In 2013, Self-assembled Au-C $_{60}$ magic number clusters on Au (111) surfaces were successfully manufactured by the NPRL laboratory of the University of Birmingham. This work has important significance for the surface self-assembly of carbon nanostructures. However, this work has two key issues that can’t be solved: the Au cluster is too stable to be characterized and can’t expect further structure evolution. So, in the further work, the similar cobalt-C $_{60}$ clusters were attempted to be prepared. However, the C $_{60}$ on Au (111) substrate show the phase separation although the interaction between cobalt and C60 is much stronger than gold and C $_{60}$ . In this thesis, a reasonable explanation for the formation mechanism of Cobalt-C $_{60}$ clusters is given based on the STM technique.

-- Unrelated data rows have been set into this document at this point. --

PR #4803, opened 2026-08-24
ci(dashboard): run the 13 test files that no workflow has ever executed

Balizero1987:
## What

Adds one step to the already-required `Frontend Tests (Next.js) (mouth, true)` matrix leg: `apps/admin-dashboard-local`'s vitest suite (12 test files / 129 tests, after one explicit exclusion out of the full 13-file / 130-test suite). This is the third built-never-armed instance documented in `tests.yml` itself (cicatrix family #2, "esiste ≠ armato") — the same job already carries the packages/core and wa-mirror cures.

`apps/admin-dashboard-local` was in **no GitHub workflow at all** before this change (`grep -rln "admin-dashboard-local" .github/workflows/` returns nothing; the existing `admin-dashboard` matrix leg is a different app). It reuses the existing root `npm install` — `apps/admin-dashboard-local` is a root npm workspace, so no additional install step is needed.

## The exclusion

`**/garuda-preview-process-integration.test.ts` is excluded loudly, on the command line, for two measured reasons:
- it symlinks the real backend `.venv` into a synthetic repo root
- the adapter requires `.venv/bin/python`, and Python setup + system-wide backend dependency installation happen only in the backend job

PR #4796's backend preview-adapter parity test covers the contract-drift class that caused a real production break yesterday (a 20-key engine response against an 18-key exact allowlist), but it does **not** cover what the excluded test uniquely proves: that the spawned child process cannot read the backend `.env` or inherit unrelated application secrets. That gap is tracked in `.claude/skills/modus/PENDING-ARMS.md`.

## Scope discipline

- No new matrix leg — branch protection pins required contexts by name, so a new leg would be born unrequired (reproducing W69, not curing it).
- `scripts/ci/change_map.py` is deliberately untouched: `apps/admin-dashboard/` has a trailing slash and doesn't match the local app, so the unknown path fails open (`run_all: true`) today. Adding a mapping here without a separate routing decision could turn that fail-open into a real skip.

## Verification

- `scripts/evidence_pack_lint.py` run against the CI-staged layout (`/tmp/evidence-check/evidence/{pack,brief}.yml`, mirroring `harness-floor.yml` Step 7b): **clean, exit 0**.
- Deterministic gear floor recomputed from the diff: **3**, matching the pack's declared gear.
- `scripts/lint_workflow_timeout_floor.py`: clean, 135 jobs scanned, 10m floor.
- Full evidence pack + brief at `evidence/2026-08/agent-mini-pro2-ops-arm-dashboard-ci-7341f85c/{pack,brief}.yml`.

Not armed — the conductor arms after grading.


Balizero1987:
## Gear-3 final gate — **PASS**

Opus 5, effort xhigh. Judged on `adcfb878c0f8926094952496a0db5bc99740e25b` (re-verified as the branch head before reading a line). Generator≠grader: I wrote neither the workflow step nor the pack commit. Everything below was executed in this turn on a clean worktree of the PR head.

### What the PR claims, and what I measured

| Claim | Measurement | Result |
|---|---|---|
| 13 test files exist in `apps/admin-dashboard-local` | `git ls-files` filtered on `*.test.ts` | **13** |
| No workflow ever reached them | `git grep admin-dashboard-local <merge-base> -- .github/` | **zero hits** — orphan confirmed |
| The new step runs them | `cd apps/admin-dashboard-local && vitest run --exclude=...` | **12 files / 129 tests, exit 0** |
| The exclusion removes exactly one | 13 − 12; the excluded file holds 1 test | **1 file, 1 test** |
| `diff.net_lines: 245` | `git diff --numstat fe108e64ce` → `4 files, +245/-0`; `evidence_pack_lint.py --print-measured` → `4 files, +245/-0` | **exact** |

### Guilt cases, not just innocence

- **Does a broken suite turn this step red?** I mutated real source — `lib/cockpit-allowlist.ts:46` → `return true` — and re-ran the exact CI command: `Test Files 1 failed | 11 passed`, **exit 1**. The gate bites. Worktree restored, `git status` clean.
- **Does `vitest` exit 0 on an empty collection?** No. `--exclude='**/*.test.ts'` → `No test files found, exiting with code 1`. A broken glob fails closed; it cannot go silently green.
- **Does the CLI `--exclude` clobber the default excludes?** No — vitest printed `exclude: **/node_modules/**, **/.git/**, **/*.test.ts`. It is **additive**; `node_modules` stays excluded.
- **Is the exclusion legitimate, or is it hiding a red?** Legitimate and reproduced. Running the excluded file alone on a tree without `apps/backend-rag/.venv` (the CI condition) fails at `resolveGarudaProcessConfig` → `lib/garuda-preview-adapter.ts:149`, `existsSync(pythonExecutable)` on `.venv/bin/python`. Exactly the mechanism the comment declares.
- **Can a future file silently vanish through that pattern?** Only one named `garuda-preview-process-integration.test.ts`. The glob is an exact basename, not a class.
- **Does it rename a required context?** No. `git diff <merge-base> HEAD -- infra/required.d/` is **empty**; `Frontend Tests (Next.js) (mouth, true)` is byte-identical, and this is a *step* of that existing leg — the correct W69 antibody.
- **`actionlint`?** `actionlint .github/workflows/tests.yml` → **exit 0** locally, and the required CI check is green. This closes the pack's own dissent #2, which honestly recorded actionlint as unmeasured.
- **Dependency setup?** `apps/admin-dashboard-local` is a root npm workspace (`package.json:10`), so the existing root `npm install` covers it. CI log confirms `RUN v4.1.10` — the same version the app pins.

### Proven live, not merely reasoned

The strongest evidence is that this PR's own CI already ran the step. Job `99208681427`, step **11 — success**:

```
Test Files  12 passed (12)
```

and the excluded file appears **zero** times as a run entry in that step's output (only inside the echoed command). All four acceptance criteria in `brief.yml` are met on this PR, live.

### Defects found that did NOT move the verdict

1. **Line-citation drift.** The comment cites `.github/workflows/tests.yml:529-551` for the backend Python install; at this head those lines are the `backend-static` job header. The real install is `uv pip install --system -r requirements.lock.txt` at **line 578**. Same for `garuda-preview-adapter.ts:137,146` — the live lines are 139 and 148-149. Both were **accurate at authoring** (`git show 8aaa687bef` confirms) and drifted through the merges from `main`. Substance verified true; the citations are stale. Self-referential line numbers inside the file that contains them drift on every merge — worth not repeating, not worth another round here.
2. **Title overstates.** "run the 13 test files" — 12 run. The step name, the DECLARED LIMIT comment, dissent #1, and the PENDING-ARMS row all state the limit honestly; only the title rounds up.
3. **Receipt 1's `exit: 0` for the full 13-file comparison is environment-dependent.** On a tree with the backend `.venv` it passes; on a CI-shaped tree it exits 1. Dissent #1 explains why, so the pack is not lying — but the bare `exit: 0` reads as universal.
4. **`brief_ref: evidence/brief.yml`** resolves, outside CI's staging, to another lane's brief (`visa-oracle-retention-scope-p0-0826`) — which is why a local lint quotes `VISA_DECISION` acceptance bullets at this pack. Pre-existing repo convention, correct under CI staging; not this PR's defect.
5. The pack carries **no `council_run` journal with ≥2 cross-family review seats** for a Gear-3 change. Advisory here (the lint emits it as a NOTICE and step 16 passes), noted for the class.

### Verdict

**PASS.** The change is additive, narrow, attached to an already-required context by name, guilt-proven to go red, fail-closed on an empty collection, exclusion measured and declared in four places plus a ledger row, and already green in the required leg on this very PR. The findings above are documentation drift, not correctness — and forcing a commit to fix a comment's line numbers would invalidate this gate for nothing.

Due to the 14% lattice mismatch between cobalt and gold, the cobalt clusters on Au (111) are irregular and rugged. Therefore, although the cobalt atoms have a good affinity for C $_{60}$ , the cobalt clusters on the gold surface cannot form Cobalt-C $_{60}$ clusters, due to inefficient contact with C $_{60}$ . Only at high temperature, the thermal motion of cobalt atoms is enhanced. Cobalt atoms refine themselves to be in complete contact with C $_{60}$ molecules, thus adsorbing C $_{60}$ to form Cobalt-C $_{60}$ clusters. As cobalt clusters at high temperature will gradually sink into the gold surface, if the order of annealing and C $_{60}$ deposition is exchanged, the pre-annealed cobalt clusters will partially sink into the gold surface resulting in a lack of C $_{60}$ adsorption sites. So, the Cobalt-C $_{60}$ clusters will not be able to form. In a common heating treatment for both, cobalt cluster will be wrapped by C $_{60}$ molecules in advance to prevent it from sinking. Further experimental evidences suggest that the opening of the carbon cage and the formation of the cobalt-carbon bond may also have occurred at higher temperatures.